How is it already the end of October? How could it be that November is creeping up on me? How could it be that my time in Berlin is flying by? The expression is true. Time DOES fly when you're having fun. But I feel as if this is my new permanent home.
Flashback to me packing the day of my flight back in the United States. I woke up that morning saying to myself "Good morning Taylor, you're leaving for Germany today." I sat around my house staring at the clock, waiting for time to speed up so I could fast forward to when I was on the plane. But of course, time moves slow when you want it to speed up. I remember eating my last homemade meal before I left and wondering what I would be eating for the next few months. My family members kept asking me by the minute if I was getting nervous and the occasional "did you pack everything?" My thought process was that if I remained calm on the outside, then I would be calm on the inside. Panic really sunk in when I arrived at the airport. That's when panic mode happened. I knew that once I got out of the car and grabbed my belongings that this was it. There was no turning back. And I'm glad I kept walking.

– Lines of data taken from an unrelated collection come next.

PR #5751, opened 2023-01-12
Add NRG Profile + Restriction Level to the Preview CLI Update + Create paths

charliedmcb:
---

### General Guidelines

For new extensions:

### About Extension Publish


yonzhan:
AKS

src/aks-preview/azext_aks_preview/tests/latest/test_aks_commands.py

As humans, we tend to let our emotions get the best of us. If this doesn't happen to you, then teach me your ways. There were so many times throughout the summer that I was questioning if this was going to be the right move for me because I was scared. I was scared that I was making the wrong decision. Scared that I would back out at the last minute. I'm such a nervous person that with every "big" decision I make, I always have to think through it and make sure that this is really the way I want to go. But coming to Germany was very impulsive for me. Even I can't believe that I did it. But here I am. Halfway through, writing to you all.

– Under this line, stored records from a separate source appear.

PR #5832, opened 2023-02-02
add model mapping to support add/update of initContainers to Containe…

anandanthony:
…rApps via Yaml

---

### General Guidelines

For new extensions:

### About Extension Publish

### DIFF
--- a/src/containerapp/azext_containerapp/_sdk_models.py
+++ b/src/containerapp/azext_containerapp/_sdk_models.py
@@ -3217,6 +3217,7 @@ class Template(Model):
     _attribute_map = {
         'revision_suffix': {'key': 'revisionSuffix', 'type': 'str'},
         'containers': {'key': 'containers', 'type': '[Container]'},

In the beginning, it's always going to be a little awkward. New place, new culture, new language, new family, new friends. I remember feeling so lost in the beginning. My German was equivalent to the phrase of "hoping for the best but expecting the worst". I didn't know if I would make any friends. I had to buy some clothes that made me fit the aesthetic of looking European, so I couldn't be easily pointed out as an American. It's my first time using public transportation alone, so figuring that out was better than going to Disneyland. Also, it's my first time living in the city, so getting accustomed to that scene has been a ride. I had to develop this relationship with a complete stranger, whom I was going to be living in their house for the next few months (and her cat). I had to learn how to be an adult in a foreign country. I did it all. I'm fine. Life is good here.
As for feeling homesick, that's nonexistent. The only reason I did miss home was because my favorite peanut butter brand was there. But other than that, I feel fine. I finally sent some postcards out to let my family know that I never want to return (if my family is reading, I'm kidding!). Another thing that has been nonexistent is my budgeting plans. I find it really hard to limit myself on spending because it's Europe and when are you going to be able to come back and have that same shirt you wanted five years ago still be there? So that's been my thought process on financing. I'm also becoming a better chef. Don't mean to toot my own horn, but my pasta is delicious. Oh yeah, how could I forget? My German is improving!!! It feels good knowing that I'm able to eavesdrop on people's conversations when I'm on the train. Like, why didn't you invite her to the cafe? There are still some things that are a mystery to me, but I promise I'll write my last blog post in semi-German (I'll provide translations, don't worry).
In the upcoming month, I'm going to be gone every weekend for traveling. And then comes December. Which can please go by slow because I am not ready to leave. I love it here! Maybe I'll miss my plane or something. Talk to you guys later!